What was Old is New Again. A Meeting of Art and Scholarship | Conference

Fri, 21.11.2008 – Sun, 23.11.2008

While many artists have employed aleatory elements in their work including ceramic effects, Chinese ink blot drawing and Cozens' blot technique, it has been in the 20th century that chance has become an overt aesthetic or anti-aesthetic strategy. At first with Duchamp, dada and Surrealism's psychic automatism and later with John Cage, chance and randomness have become part of the standard new tool box.
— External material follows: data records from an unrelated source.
PR #2880, opened 2026-08-01
fix(subtitles) hide "�" from subtitles

haveAnIssue:
There are subtitles that display the character � (uFFFD). I have simply removed it from the subtitle display.

## Summary

Added a stripReplacementCharacter() step to CueNormalizingTextOutput.processCue() in PlayerRuntimeControllerInitialization.kt, the single pipeline that every subtitle cue passes through before being shown on screen during playback.

## PR type

- [x] Critical bug fix

## Why

Some subtitle files contain bytes that don’t decode cleanly with the character encoding being used (e.g. a subtitle saved in a legacy encoding like Windows-1255/1256 being read as UTF-8, or a genuinely corrupted byte). When that happens, the decoder can’t map that byte sequence to a real character, so it substitutes the “�” placeholder instead of silently dropping it. That placeholder was passing straight through to the on-screen subtitle renderer, showing up as a distracting stray character in otherwise normal dialogue lines.

## UI / behavior impact

- [ ] No UI change
- [ ] No behavior change

## Policy check

### DIFF
--- a/app/src/main/java/com/nuvio/tv/ui/screens/player/PlayerRuntimeControllerInitialization.kt
+++ b/app/src/main/java/com/nuvio/tv/ui/screens/player/PlayerRuntimeControllerInitialization.kt
@@ -2176,6 +2176,10 @@ private fun FfmpegAudioRenderer.applyDownmixSettings(
     }
 }
 
+// The Unicode replacement character ("�") that shows up when a subtitle byte sequence fails to
+// decode with the detected/assumed charset.
+private const val REPLACEMENT_CHARACTER = '\uFFFD'
+
 private class CueNormalizingTextOutput(
     private val delegate: TextOutput,
     private val shouldNormalizeCuePositionProvider: () -> Boolean,
@@ -2194,7 +2198,8 @@ private class CueNormalizingTextOutput(
     }
 
     private fun processCue(cue: Cue): Cue {
-        var processed = fixRtlCueText(cue)
+        var processed = stripReplacementCharacter(cue)
+        processed = fixRtlCueText(processed)
         if (shouldNormalizeCuePositionProvider()) {
             processed = normalizeCuePosition(processed)
         }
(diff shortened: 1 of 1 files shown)


haveAnIssue:
[445BACF134291168CC05CDB25BA5FC43.txt](https://github.com/user-attachments/files/30630577/445BACF134291168CC05CDB25BA5FC43.txt)

example. Read row 954 to understand.

haveAnIssue:
when a subtitle file’s byte sequence fails to decode with the detected/assumed charset (e.g. a legacy-encoded SRT read as UTF-8), the decoder substitutes the Unicode replacement character (“�”) in place of the original character, and that placeholder is currently passed straight through to the viewer during playback. There are a few ways this could theoretically be addressed — attempting to re-detect the correct charset and re-decode, trying to guess/recover the original character from context, and so on — but those are heuristic, unreliable, and add real complexity and risk of introducing new bugs for something the source data doesn’t give us enough information to solve properly. The correct and simplest approach is simply to strip the character before it reaches the viewer, which is what this PR does. Would appreciate a review when possible. @skoruppa

haveAnIssue:
@halibiram I don't understand why you deleted this code? It's important for Hebrew speakers.

halibiram:
> @halibiram I don't understand why you deleted this code? It's important for Hebrew speakers.

My bad, since I didn't merge the branch, I might have accidentally wiped out your fix. Could you open a PR for it again?

haveAnIssue:
@halibiram Actually, I don't know how to proceed after your PR.
The code is in PlayerRuntimeControllerInitialization.kt but it has no effect at all on the Subtitle/Preview.

**_Line 2185_**: private const val REPLACEMENT_CHARACTER = '\uFFFD'

and _**Line 2307**_: private fun stripReplacementCharacter(cue: Cue): Cue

But it is the use of random number generation that marks the dividing line between traditional art and digital work. Generative programs, sims, data visualization and other mimetic digital work represent the fountain head of the artist encountering the ability to simulate nature through computer generated random numbers. But to move further we need to examine what is the difference between computer generated random numbers, which are themselves a simulation and what it is to tap into the ultimate source of randomness. Concentrating on the clicks from a Geiger counter brings us into direct communion with the fabric of time and space. It is the sound of the raw material unconscious.

Every religion, political ideology, philosophy, and scientific theory embodies a set of structured beliefs. These belief systems maintain a symbiotic liaison with the arts. Throughout history, communal beliefs have relied on music, theater, painting, and dance in order to propagate accepted doctrines, and the arts in turn have shaped the articles of faith.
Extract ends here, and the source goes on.